PR #193, opened 2017-08-31
Add support for s390x via "apt-get source --compile"

tianon:
This takes advantage of the fact that http://nginx.org/packages/ includes the source packages as well, and simply compiles them on non-prebuilt architectures instead, which ensures we have a completely compatible experience with minimal maintenance overhead.

This is based heavily on https://github.com/docker-library/postgres/pull/330, and I've tried to be a little bit over-the-top on comments. :innocent:

I've personally tested all 4 builds on both `amd64` and `s390x`. :+1:

### DIFF
--- a/generate-stackbrew-library.sh
+++ b/generate-stackbrew-library.sh
@@ -65,6 +65,7 @@ for version in "${versions[@]}"; do
 	echo
 	cat <<-EOE
 		Tags: $(join ', ' "${versionAliases[@]}")
+		Architectures: amd64, i386, s390x
 		GitCommit: $commit
 		Directory: $version/$base
 	EOE
@@ -78,6 +79,7 @@ for version in "${versions[@]}"; do
 		echo
 		cat <<-EOE
 			Tags: $(join ', ' "${variantAliases[@]}")
+			Architectures: amd64, i386, s390x
 			GitCommit: $commit
 			Directory: $version/$variant
 		EOE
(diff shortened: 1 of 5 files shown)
━━━━━━━━
Copy all lines of the preceding data that hold the word "GitCommit".

WRITTEN ANSWER →
 		GitCommit: $commit
 			GitCommit: $commit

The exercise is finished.